Strange and Lovely

The desert is strange. One knows that there is an abundance of life out there and wonders how flora and fauna survive. Because survive they certainly do, have done so and will forever.

The desert is lovely. One only has to become atuned to the different scale of climate, distance and color. That might take a while, or happen rather swiftly. For me, it was love at first sight.

How can it not, with vistas like this:


Here are some more informations about Joshua Trees and Joshua Tree National Park.

5 thoughts on “Strange and Lovely”

  1. No wonder, Miko, Josuah trees are the “trademark” of the Mojave Desert and are to be found in southwestern North America only.

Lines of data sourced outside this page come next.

PR #1022, opened 2016-05-26
lookup secrets by key

grosser:
@zendesk/paas 

Problem: 
secret keys need to be customized for each deploy group/project/environment which is tedious and blocks sharing.

Solution:
Instead of hardcoding production/foo-project/zone1/my-key everywhere and having to edit stages,
only use `secret:my-key` and the backend will figure out what you wanted.

Downsides:
worst case this will mean 2**3=8 reads ... could optimize that for db backend by doing a read_multi callback

### TODO:
 - [ ] do not use raise/rescue as way of finding out if a key exists
 - [ ] use read_multi
 - [ ] figure out how to support this in secret sidecar
 - [ ] make admin UI show key components separately
 - [ ] update admin UI secret:// instructions

### DIFF
--- a/app/models/terminal_executor.rb
+++ b/app/models/terminal_executor.rb
@@ -39,21 +39,54 @@ class TerminalExecutor
 
   private
 
-  # TODO: pick dynamic secret from just the key
   def resolve_secrets(command)
-    deploy_groups = @deploy.try(:stage).try(:deploy_groups) || []
-    allowed = {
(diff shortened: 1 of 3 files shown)


irwaters:
So I think this is a reasonable plan.  The secret puller script will need to implement some of the same logic if it's only to be given the key, and we'll need to make sure that the rest of the vars necessary to construct the keyspace get injected into the sidecar for it to use.

I'd prefer to see the existing stuff work before we start to change it :)

PR #1827, opened 2017-03-16
use combo boxes for env selection

grosser:
screen shot 2017-03-15 at 11 30 03 pm
screen shot 2017-03-15 at 11 29 43 pm


grosser:
add row does not work with these ... reverting :/

PR #1828, opened 2017-03-16
PAAS-864 enforce required environment variables

grosser:
verify all `env` with `value: filled-by-samson` are filled out

### DIFF
--- a/plugins/kubernetes/README.md
+++ b/plugins/kubernetes/README.md
@@ -11,7 +11,7 @@ pending.**
 
 ## Overview
 
-The plugin works by communicating with one or more Kubernetes clusters via 
+The plugin works by communicating with one or more Kubernetes clusters via
 their APIs. It uses a ruby gem called [kubeclient](https://github.com/abonas/kubeclient).
 It is possible for Samson to communicate with multiple clusters, e.g. one
 cluster running locally on your laptop, a second cluster running in an AWS
@@ -20,7 +20,7 @@ configuring clusters.
 
 Once you have connected to one or more clusters, you can configure a project
 to deploy it to Kubernetes. That involves:
- 
+
 1. Set up your project so you can create Builds with Docker images
 2. Configuring one or more "Roles" for the project
 3. Creating one or more Kubernetes configuration files in the project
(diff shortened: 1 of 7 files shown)


plugins/kubernetes/app/models/kubernetes/deploy_executor.rb
```diff
@@ -409,7 +409,7 @@ def deploy_group_for_pod(pod, release)
     # verify with a temp release so we can verify everything before creating a real release
     # and having to wait for docker build to finish
     def verify_kubernetes_templates!
-      release = Kubernetes::Release.new(project: @job.project, git_sha: @job.commit)
+      release = Kubernetes::Release.new(project: @job.project, git_sha: @job.commit, git_ref: 'master')
```
jonmoter: Why was this change made?

grosser:
it is written to an env var and setting env vars fails without it

plugins/kubernetes/app/models/kubernetes/deploy_executor.rb
jonmoter: You're adding `git_ref` as a param to this method, but I don't see it used in the method body. Is there some ruby magic going on here I don't understand?

jonmoter:
So the idea is that in your K8S YAML files, if you have environment variables with `filled-by-samson` as a value, we'll confirm they're replaced?

plugins/kubernetes/app/models/kubernetes/template_filler.rb
```diff
@@ -171,10 +179,16 @@ def project
       @project ||= @doc.kubernetes_release.project
     end
 
+    def env
+      (container[:env] ||= [])
```
jonmoter: Should we do the checking and replacing on all the containers, rather than just the first one?

grosser:
that's another PR / issue ... atm we support 1 :)

grosser:
yes

plugins/kubernetes/README.md
```diff
@@ -97,16 +97,17 @@ requires:
...
+repository. That file is expected to contain the definition of a Deployment/Daemonset/Service/Job/etc.
 Samson will read in that file from the project repository, make some
 changes (like updating the Docker image and adding labels), and send that
 to the Kubernetes API.
 
 Each role is expected to have its own configuration file. The contents of
 the files will likely be similar for each role, though it will likely
-have a different command or liveness probe.
+have a different command or liveness probe
+([kucodiff](https://github.com/grosser/kucodiff can be used to make sure they stay in sync).
```
jonmoter: I think you're missing a closing parenthesis in your link markup.

PR #1834, opened 2017-03-17
add convenient option to find only bypassed deploys

grosser:
screen shot 2017-03-17 at 4 14 29 pm
screen shot 2017-03-17 at 4 21 11 pm

@dragonfax @JLandersZen


dragonfax:
👍

dragonfax:
Ah , when we spoke I didn't realize you meant combining the 2 checkboxes into one checkbox. That is a much better solution.

PR #1836, opened 2017-03-18
clen up buddy check mess

grosser:
- test all code
 - fail on invalid numbers
 - make grace_period and time_limit both return seconds
 - deprecate BYPASS_JIRA_EMAIL in favor of comma separated BYPASS_EMAIL
 - remove tests that are already covered by other classes

### DIFF
--- a/lib/buddy_check.rb
+++ b/lib/buddy_check.rb
@@ -1,29 +1,26 @@
 # frozen_string_literal: true
 module BuddyCheck
-  module_function
+  class << self
+    def enabled?
+      "1" == ENV["BUDDY_CHECK_FEATURE"]
+    end
 
-  def enabled?
-    "1" == ENV["BUDDY_CHECK_FEATURE"]
-  end
+    # how long can the same commit be deployed ?
+    def grace_period
+      Integer(ENV["BUDDY_CHECK_GRACE_PERIOD"].presence || "4").hours
+    end
 
-  def bypass_email_address
-    ENV["BYPASS_EMAIL"]
-  end
+    def time_limit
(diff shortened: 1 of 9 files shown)


lib/buddy_check.rb
```diff
@@ -1,29 +1,26 @@
...
-  def grace_period
-    (ENV["BUDDY_CHECK_GRACE_PERIOD"].presence || "4").to_i.hours
-  end
-
-  def bypass_jira_email_address
-    ENV["BYPASS_JIRA_EMAIL"]
-  end
+    # how long can the same commit be deployed ?
+    def grace_period
+      Integer(ENV["BUDDY_CHECK_GRACE_PERIOD"].presence || "4").hours
```
sandlerr: why Integer over to_i?

test/lib/buddy_check_test.rb
```diff
@@ -1,130 +1,90 @@
...
+    it "is enabled when 1" do
+      with_env BUDDY_CHECK_FEATURE: "1" do
+        assert BuddyCheck.enabled?
+      end
+    end
 
-    stage.stubs(:production?).returns(true)
-    service.expects(:confirm_deploy!).once
+    it "is disabled when not 1" do
+      with_env BUDDY_CHECK_FEATURE: "true" do
```
sandlerr: might confuse people, maybe crash instead?

sandlerr:
somehow deleting a lot of tests and increasing coverage, awesome :D

grosser:
Blows up when the value is not a number ... See tests

grosser:
Hmm true ... Future pr ... For now keeping old behavior

grosser:
Deleting duplicate tests ;)

PR #1837, opened 2017-03-18
make required env less vorbose and less error prone

grosser:
atm if a user has a typo or does not use samson weird default values will be set,
also the syntax is very verbose.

  2. We’re going to Big Bend National Park in May. Hopefully, I’ll have some great photos for you all. Big Bend is quite unusual. Most of it is part of the Chihuahuan Desert. It looks like desert. But there are hot springs there, and inactive volcanoes, and a very, very impressive river canyon. Also, within the park, are part of the Chisos Mountains. In the mountain basin is the lodge. To get there, one starts on the desert floor and drives up a winding mountain road, over a pass, and into the basin. I’ve actually seen clouds floating by the door of our room. In the basin, the temp may be 80, and down on the desert floor 110. The change in the vegetation as one drives up the road into the mountains is startling. The flora goes from desert plants to mountain plants and trees. There are peccaries that wander tamely about the lodge area. I say “tamely”. I sure wouldn’t try to pet one. There are also black bears, now, which have made their way back into Big Bend from Mexico. Plus, a few people have been attacked by mountain lions. I try to be alert when I’m there!

  3. Peccaries! Black Bears! That sounds like my kind of place. From a safe distance, of course.

    The funniest experience for me was staying in a cabin in the desert near Palm Springs last year where roadrunners lived. They actually had a welcome comittee out for us upon arrival. All day long they strolled around, had a nibble to eat (grasshoppers, lizards) and were generally very undisturbed by us.

    Quite amzing that was.

  4. Oh, I love roadrunners. We don’t see them much around here, more west of us. But they are so wonderful and comical to watch. The peccaries seem pretty docile, although, as I say, I wouldn’t put that to the test. But the idea of black bears and mountain lions gives me the shivers. I’ll probably stick to the more well traveled areas.